Step 1 :Let P = $(\ln 4, \mathrm{e}^{\frac{1}{2} \ln 4})$ and Q = $(\ln 16, \mathrm{e}^{\frac{1}{2} \ln 16})$. Then P = $(\ln 4, 2)$ and Q = $(\ln 16, 4)$.
Step 2 :Using the two-point form of a line, we have $y - 2 = \frac{4 - 2}{\ln 16 - \ln 4}(x - \ln 4)$.
Step 3 :Simplifying, we get $y - 2 = \frac{2}{\ln 16 - \ln 4}(x - \ln 4)$.
Step 4 :Using the properties of logarithms, we have $\ln 16 - \ln 4 = \ln \frac{16}{4} = \ln 4$.
Step 5 :Substituting, we get $y - 2 = \frac{2}{\ln 4}(x - \ln 4)$.
Step 6 :Thus, the equation of the line PQ is $\boxed{y - 2 = \frac{2}{\ln 4}(x - \ln 4)}$.
Step 7 :To show that the line passes through the origin, we substitute $x = 0$ and $y = 0$ into the equation.
Step 8 :Substituting, we get $0 - 2 = \frac{2}{\ln 4}(0 - \ln 4)$.
Step 9 :Simplifying, we get $-2 = -2$, which is true. Thus, the line passes through the origin.

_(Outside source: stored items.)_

PR #65, opened 2020-05-15
feat(fiat): Generate fiat config

ezimanyi:
* refactor(security): Split authentication and authorization

  The security package is fairly large; let's split it into authentication and authorization.

  One motivation for this is that you can only use a single enum constant once in each package (not counting nested enums), so the likelihood of collision goes up as packages get larger.

* refactor(authz): Nest RoleProviderType enum

  This enum is very specific to the message in which it's used, so let's nest it.

* feat(fiat): Add fiat config proto

  This commit just adds the proto that holds the fiat config; future commits will actually add the logic to generate a fiat config.

* feat(fiat): Generate fiat config

  This commit adds the logic for generating a fiat config from the hal config, and adds a basic-end-to-end test.

* test(fiat): Add unit tests to fiat config generation

  As there is no complex logic in the config generation a simple test of an empty config and a non-empty config should be sufficient.


maggieneterval (approved):
💵 📜 ✅ 💯 🤗

PR #66, opened 2020-05-19
feat(pkg): translate and write kayenta.yml from halconfig 

maggieneterval:
* feat(proto): add kayenta to services proto 

* feat(pkg): translate and write kayenta.yml from halconfig 

* feat(test): add end-to-end test for kayenta config translation 

* feat(test): add table tests for kayenta config


pkg/parse_hal/hal_to_kayenta.go
```diff
@@ -0,0 +1,90 @@
...
+
+package parse_hal
+
+import (
+	"github.com/spinnaker/kleat/api/client/canary"
+	"github.com/spinnaker/kleat/api/client/config"
+)
+
+func HalToKayenta(h *config.Hal) *config.Kayenta {
+	if !h.GetCanary().GetEnabled() {
```
maggieneterval, line 25: I'm not sure about this yet. An alternative to returning an empty Kayenta config when canary is disabled is to return nil here. I'm not sure how much it matters. Either way, we'll want to decouple kleat's config translation logic from however we decide to handle having users conditionally deploy the Kayenta microservice. So in this new paradigm, toggling canary on or off will not cause Kayenta to not be deployed at all like it is with Halyard, since we don't want the kustomize config to know anything about the output of kleat. That said, we still need to support the top level canary enabled flag in Kleat because it's used in Deck.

Step 10 :To find the length of PQ, we use the distance formula: $\sqrt{(\ln 16 - \ln 4)^2 + (4 - 2)^2}$.
Step 11 :Simplifying, we get $\sqrt{(\ln 4)^2 + 2^2}$.
Step 12 :Calculating, we get $\sqrt{16} = 4$.
Step 13 :Thus, the length of PQ is $\boxed{4}$ to 3 significant figures.